Two polysaccharides, cellulose and hemicellulose, make up approximately 70% to 85% of lignocellulose, one which in turn makes up the vast majority of woody biomass and agricultural residues.
One particular derivative obtainable from these polysaccharides is xylitol, a five-carbon sugar alcohol, which has several applications and potential use in some industries that may include food, odontological and pharmaceutical.

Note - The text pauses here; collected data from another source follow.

Issue #377, opened 2019-12-19
Problems with prepending "---" in when generating YAML


porridge:
There are two issues with [this code](https://github.com/kubernetes-sigs/controller-tools/blob/998668a61585e05bbd875e2fb0d0f536af4cdb58/pkg/genall/genall.go#L110-L115):
1. the `---` dashes separator is needlessly prepended even at the top of files that contain just a single file. This is semantically equivalent to the canonical form or using `---` as a *separator*, however it creates problems with text-level comparisons of output from sources which more closely adhere to the YAML standard (think golden files, etc).
1. the condition guarding `return io.ErrShortWrite` is wrong, because it does not take into account the five extra written bytes. It is possible (however unlikely) that a write would be truncated by a few bytes (e.g. due to disk full condition) but this code would not notice.

PR #378, opened 2019-12-19
:bug: Correct the YAML separator emission logic.

porridge:
Fixes: #377 

See that issue for more details.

Industrially, xylitol may be produced from the reduction of pure xylose via acid hydrolysis of xylan containing products such as hardwoods or corn cobs. Such a process contains multiple steps, which may include production of xylose by an initial acid decomposition of xylan containing natural products; concentrating the hydrolysis solution to remove impurities; catalytic hydrogenation of xylose to xylitol under high pressure hydrogen gas (up to 50 atm) at elevated temperatures (commonly above 160° C.); and then purification and isolation of the xylitol. This multi-step process is laborious, costly, energy intensive and environmental unfriendly. Moreover, the yield of xylitol attained is only 50% to 60% of the xylan present in the raw materials. In addition, due to the use of the high pressure hydrogen gas, sophisticated hydrogenation facilities are required which safety is a major concern.
Xylitol may also be synthesized by other similar multi-step processes with modifications made to some of the steps within, such as using basic hydrolysis or enzymatic hydrolysis instead of acidic components etc.
Other modifications may include the use of xylitol producing microbial strains in the fermentation of xylose from crude hydrolysate to xylitol. However, such bioconversion suffers from lackluster yields due to the presence of microbial growth inhibitors that are generated from upstream degradation of cellulose or hemicellulose via chemical (acid or base) hydrolysis. Microbial toxicity is also associated with fermentation variables such as microbial physiological growth conditions, dissolved oxygen concentration and pH of the medium. In general, biomass hydrolysate inhibitors comprising sugar or lignin degradation products, derived from lignocellulosic structure, and heavy metal ions remain a serious drawback for using bio-processes.
Accordingly, there is a need for a more effective production process of a sugar alcohol such as xylitol that ameliorates the above limitations.
There is a need for the reduction of steps in the above process that overcomes, or at least ameliorates, one or more of the disadvantages described above.